Your task – The line containing "XML Schema doesn't" marks the end: write out exactly every line from the first line of the data below through that line, and only those.

Given entries –
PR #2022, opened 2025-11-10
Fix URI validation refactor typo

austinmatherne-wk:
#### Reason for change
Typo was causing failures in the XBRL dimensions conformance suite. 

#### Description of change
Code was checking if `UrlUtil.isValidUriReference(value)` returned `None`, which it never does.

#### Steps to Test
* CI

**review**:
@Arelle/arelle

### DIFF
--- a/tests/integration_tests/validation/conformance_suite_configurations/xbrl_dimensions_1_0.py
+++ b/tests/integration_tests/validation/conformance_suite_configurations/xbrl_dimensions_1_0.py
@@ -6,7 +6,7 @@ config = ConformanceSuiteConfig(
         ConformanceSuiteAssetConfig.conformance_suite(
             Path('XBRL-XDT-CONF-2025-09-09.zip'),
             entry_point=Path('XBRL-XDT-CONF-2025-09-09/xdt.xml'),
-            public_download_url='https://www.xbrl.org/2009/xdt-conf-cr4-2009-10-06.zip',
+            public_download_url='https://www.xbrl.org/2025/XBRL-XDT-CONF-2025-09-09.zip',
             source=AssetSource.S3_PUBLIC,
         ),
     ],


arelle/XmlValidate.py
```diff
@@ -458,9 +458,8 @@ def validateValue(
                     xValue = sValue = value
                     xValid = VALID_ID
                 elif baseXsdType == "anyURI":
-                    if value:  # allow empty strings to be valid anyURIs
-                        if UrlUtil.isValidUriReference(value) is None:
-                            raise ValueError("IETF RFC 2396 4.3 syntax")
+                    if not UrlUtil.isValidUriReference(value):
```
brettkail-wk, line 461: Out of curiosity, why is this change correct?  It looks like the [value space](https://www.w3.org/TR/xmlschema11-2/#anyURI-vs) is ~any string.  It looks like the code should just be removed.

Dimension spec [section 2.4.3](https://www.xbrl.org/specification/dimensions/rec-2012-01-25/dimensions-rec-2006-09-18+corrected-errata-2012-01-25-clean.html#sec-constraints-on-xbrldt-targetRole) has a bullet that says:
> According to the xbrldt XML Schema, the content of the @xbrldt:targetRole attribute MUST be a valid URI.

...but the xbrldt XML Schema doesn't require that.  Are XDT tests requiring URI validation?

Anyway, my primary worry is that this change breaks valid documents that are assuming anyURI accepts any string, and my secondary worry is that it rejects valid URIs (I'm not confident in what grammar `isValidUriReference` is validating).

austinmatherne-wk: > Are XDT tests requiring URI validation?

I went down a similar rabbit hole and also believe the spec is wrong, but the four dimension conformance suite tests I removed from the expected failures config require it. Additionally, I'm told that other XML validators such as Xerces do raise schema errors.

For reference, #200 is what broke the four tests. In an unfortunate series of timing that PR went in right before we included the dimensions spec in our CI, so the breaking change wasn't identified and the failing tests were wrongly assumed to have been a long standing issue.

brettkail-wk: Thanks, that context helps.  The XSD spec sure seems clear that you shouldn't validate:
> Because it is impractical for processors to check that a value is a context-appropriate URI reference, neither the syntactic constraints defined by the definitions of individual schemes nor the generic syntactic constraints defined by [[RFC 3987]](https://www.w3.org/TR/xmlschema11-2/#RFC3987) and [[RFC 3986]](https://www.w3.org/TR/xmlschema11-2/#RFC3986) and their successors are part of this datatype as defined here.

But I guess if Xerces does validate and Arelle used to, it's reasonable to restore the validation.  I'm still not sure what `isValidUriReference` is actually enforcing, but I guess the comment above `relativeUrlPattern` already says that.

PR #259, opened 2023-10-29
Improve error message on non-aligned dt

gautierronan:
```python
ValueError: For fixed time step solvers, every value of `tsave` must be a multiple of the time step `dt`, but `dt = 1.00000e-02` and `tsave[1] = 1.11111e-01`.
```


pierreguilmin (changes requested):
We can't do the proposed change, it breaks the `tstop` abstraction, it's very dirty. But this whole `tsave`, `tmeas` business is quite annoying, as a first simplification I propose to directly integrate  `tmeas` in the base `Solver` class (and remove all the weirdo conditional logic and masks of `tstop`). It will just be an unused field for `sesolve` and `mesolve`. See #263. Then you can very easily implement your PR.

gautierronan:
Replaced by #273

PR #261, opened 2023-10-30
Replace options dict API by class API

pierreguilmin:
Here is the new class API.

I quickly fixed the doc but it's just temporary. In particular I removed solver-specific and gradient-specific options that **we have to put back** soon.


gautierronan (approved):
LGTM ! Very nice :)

Your response –
PR #2022, opened 2025-11-10
Fix URI validation refactor typo

austinmatherne-wk:
#### Reason for change
Typo was causing failures in the XBRL dimensions conformance suite. 

#### Description of change
Code was checking if `UrlUtil.isValidUriReference(value)` returned `None`, which it never does.

#### Steps to Test
* CI

**review**:
@Arelle/arelle

### DIFF
--- a/tests/integration_tests/validation/conformance_suite_configurations/xbrl_dimensions_1_0.py
+++ b/tests/integration_tests/validation/conformance_suite_configurations/xbrl_dimensions_1_0.py
@@ -6,7 +6,7 @@ config = ConformanceSuiteConfig(
         ConformanceSuiteAssetConfig.conformance_suite(
             Path('XBRL-XDT-CONF-2025-09-09.zip'),
             entry_point=Path('XBRL-XDT-CONF-2025-09-09/xdt.xml'),
-            public_download_url='https://www.xbrl.org/2009/xdt-conf-cr4-2009-10-06.zip',
+            public_download_url='https://www.xbrl.org/2025/XBRL-XDT-CONF-2025-09-09.zip',
             source=AssetSource.S3_PUBLIC,
         ),
     ],


arelle/XmlValidate.py
```diff
@@ -458,9 +458,8 @@ def validateValue(
                     xValue = sValue = value
                     xValid = VALID_ID
                 elif baseXsdType == "anyURI":
-                    if value:  # allow empty strings to be valid anyURIs
-                        if UrlUtil.isValidUriReference(value) is None:
-                            raise ValueError("IETF RFC 2396 4.3 syntax")
+                    if not UrlUtil.isValidUriReference(value):
```
brettkail-wk, line 461: Out of curiosity, why is this change correct?  It looks like the [value space](https://www.w3.org/TR/xmlschema11-2/#anyURI-vs) is ~any string.  It looks like the code should just be removed.

Dimension spec [section 2.4.3](https://www.xbrl.org/specification/dimensions/rec-2012-01-25/dimensions-rec-2006-09-18+corrected-errata-2012-01-25-clean.html#sec-constraints-on-xbrldt-targetRole) has a bullet that says:
> According to the xbrldt XML Schema, the content of the @xbrldt:targetRole attribute MUST be a valid URI.

...but the xbrldt XML Schema doesn't require that.  Are XDT tests requiring URI validation?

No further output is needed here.